Design and durability

Physically, the AirTag 2 sticks extremely close to the first generation. It is the same small, round white puck with a polished steel back and the familiar compact dimensions. The new model is still easy to slip into luggage, attach to keys or tuck into a bag compartment without noticing the weight.

That polished steel back remains the least convincing part of the design. It looks neat when new, but it also picks up marks and wear over time. Anyone who has lived with older AirTags will already know this. On the plus side, compatibility with existing accessories is retained, so there is no need to replace key rings or holders.

Durability is unchanged too. IP67 protection is still here, which is enough to make the tag reassuringly resilient for everyday use around rain, dust and the occasional accidental splash.

Finding performance: better, but not transformative

The AirTag 2's biggest practical improvement is its stronger U2-based Bluetooth and Ultra Wideband performance. In everyday terms, the new model extends the range at which precise finding remains useful, and that makes locating a misplaced item a little less fiddly than before.

The change is noticeable rather than dramatic. The first-generation AirTag could already be very effective within Apple's ecosystem, and the sequel does not overturn that experience. What it does is stretch the comfort zone. Precise finding starts helping from farther away, and newer Apple Watches can now make better use of the feature as well.

That Apple Watch integration is welcome, though still somewhat secondary. In practice, most people will probably continue to use an iPhone for serious tag hunting. The watch is useful and clever, but not a reason on its own to buy the new tag.

Louder alerts: the most useful upgrade

The more important real-world improvement is the speaker. Apple has made the AirTag 2 much louder, and the benefit is obvious. Whether you are trying to find a tag buried in a bag or ensure that an unwanted tag does not stay hidden near you for long, the extra volume makes the product more practical.

This matters on two levels. First, it simply makes recovering your own items easier. Second, it improves Apple's broader anti-stalking safety story by making alerts harder to miss. The first AirTag's warning tones could be too easy to overlook in certain situations. The AirTag 2 reduces that weakness.

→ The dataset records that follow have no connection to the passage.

PR #2858, opened 2018-07-20
testbench: kubernetes test cannot recover from failure

rgerhards:
when the test is aborted it is currently not possible to recover the hanging instance, forcing all future tries on that machine to hang until either reboot or manual intervention.

### DIFF
--- a/tests/CI/kill_all_kubernetes_test_server.sh
+++ b/tests/CI/kill_all_kubernetes_test_server.sh
@@ -1,0 +1,11 @@
+#!/bin/bash
+# This script shall be executed before the real CI run to make sure
+# the environment is "clean enough". It is not necessary in containers,
+# where we usually get a fresh container for each run.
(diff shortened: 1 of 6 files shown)


rgerhards:
It looks like the kubernetes test server is not always properly shut down.

rgerhards:
@richm does the test server have a capability to detect it cannot bind to the port and shut down gracefully? It's not a full solution, but would at least make clear what is wrong.

rgerhards:
@richm hold on, I am not 100% sure there was a hanging instance, though it looks so. Have instrumented the build to show more info from the test.

rgerhards:
@richm yes, it is a hanging previous instance that causes the issues. We need to think how we can clean up this.

rgerhards:
We could work around this by the timeout command, albeit at the cost of some portability problems.

PR #2878, opened 2018-07-26
fix build issues on armhf systems

rgerhards:
Look like general 32 bit issues, though.


rgerhards:
CI fail is unrelated (open CI issue)

PR #2881, opened 2018-07-26
mmkubernetes: stops working with non-kubernetes container names

richm:
When mmkubernetes encounters a record with a CONTAINER_NAME field,
but the value does not match the rulebase, mmkubernetes returns
an error, and mmkubernetes does not do any further processing
of any records.
The fix is to check the return value of ln_normalize to see if
it is a "hard" error or a "does not match" error.
This also adds a test for pod names with dots in them.


rgerhards:
> buildbot/rsyslog freebsd failure looks like a flake, or at least, unrelated to PR:
> 
> FAIL: daqueue-dirty-shutdown.sh

yeah, unfortunately one of the things I am fighting with.

thanks for the PR!

PR #2906, opened 2018-08-02
write all header metadata to omes for retries

richm:
Write all of the original request metadata fields to `$.omes` for
the retry, if present.  This may include all of the following:
_index, _type, _id, _parent, pipeline
This is in addition to the fields from the response.  If the same
field name exists in the request metadata and the response, the
field from the request will be used, in order to facilitate
retrying the exact same request.

### DIFF
--- a/tests/es-bulk-retry.sh
+++ b/tests/es-bulk-retry.sh
@@ -15,7 +15,7 @@ EOF
 generate_conf
 add_conf '
 module(load="../plugins/impstats/.libs/impstats" interval="1"
-	   log.file="es-stats.log" log.syslog="off" format="cee")
+	   log.file="test-spool/es-stats.log" log.syslog="off" format="cee")
 
 set $.msgnum = field($msg, 58, 2);
 set $.testval = cnum($.msgnum % 2);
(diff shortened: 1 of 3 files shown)


tests/es-bulk-retry.sh
```diff
@@ -59,6 +54,12 @@ ruleset(name="try_es") {
 		}
 		# else fall through to retry operation
 	}
+	if strlen($.omes!_id) > 0 then {
+		set $.es_msg_id = $.omes!_id;
+	} else {
+		# NOTE: depends on rsyslog being compiled with --enable-uuid
```
rgerhards: I think it would be good to check this inside ./tests/Makefile.am, so that the test is not executed if this is not given.

tests/es-bulk-retry.sh
```diff
@@ -77,9 +78,8 @@ if $msg contains "msgnum:" then {
 	call try_es
 }
 
-action(type="omfile" file=`echo $RSYSLOG_OUT_LOG`)
+action(type="omfile" file="'$RSYSLOG_OUT_LOG'")
```
rgerhards, line 81: this does not work, it needs to be as in the original line. We use the backticks feature here: https://www.rsyslog.com/doc/v8-stable/rainerscript/constant_strings.html

I recently added the env var references so that we in the medium term can generate test-specific names and thus support parallel execution.

tests/es-bulk-retry.sh
rgerhards: oh wait.. maybe I was wrong in this instance, let me check...

tests/es-bulk-retry.sh
rgerhards: I thought this may be using shell escape (double quotes), but it isn't . so the file name will actually be '$RSYSLOG_OUT_LOG'. I would expect that CI fails.

rgerhards: my bad, got lost in the quotes myself ;-) Albeit I would still prefer the previous code, as it would be consistent with the other tests. But definitely no hard need to change.

rgerhards: on second thought, your way of doing things I think is actually better. ;-) Let's keep it, I'll see if I sed the rest of the testbench. ;-)

richm: re: quotes - I'm really surprised that
```
`echo $RSYSLOG_OUT_LOG`
```
worked at all - I would have thought that the backticks would have been preserved and not expanded inside the single quotes

re: uuid - I changed the test not to have that dependency, and added a note that it is recommended to use `$uuid` in production

rgerhards: Re Backticks; - they are actually preserved. Rsyslog itself interprets them!

richm:
@rgerhards do you still want me to make the change to use the Backticks?  Or are you ready to lift the "Changes requested" flag?

rgerhards:
@richm thanks again for the PR - and sorry I was not able to merge last week.

PR #493, opened 2021-11-30
change skip_external_acl_updates to skip_external_system_updates

MrCreosote:
Currently it's all ACL updates, but no saying what those handlers might do in the future.


ialarmedalien (approved):
One of my favourite search-n-replace PRs to date.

That is probably the most meaningful upgrade in the entire product. It does not sound flashy, but it solves one of the most common complaints about the original.

Battery and everyday use

Apple sticks with the replaceable CR2032 battery and quotes around one year of battery life, which remains a sensible choice for a small tracker. Replacing the battery is still easy, and the day-to-day user experience remains simple, polished and low maintenance.

This is important because the AirTag's value depends on being forgettable in the best way. It should quietly sit on your keys, inside your luggage or attached to a bag until the moment you need it. The AirTag 2 preserves that low-friction experience well.

Verdict

The AirTag 2 is a better AirTag, but only by a measured amount. The louder speaker is the most meaningful improvement, the longer useful finding range is welcome, and tighter Apple Watch integration makes the wider Apple ecosystem feel more cohesive.

For first-time buyers, this is the version to get. For existing AirTag owners, the upgrade case is modest unless the louder alerts and slightly improved range matter enough to you to justify replacing working tags. The AirTag 2 improves the formula, but it does not reinvent it.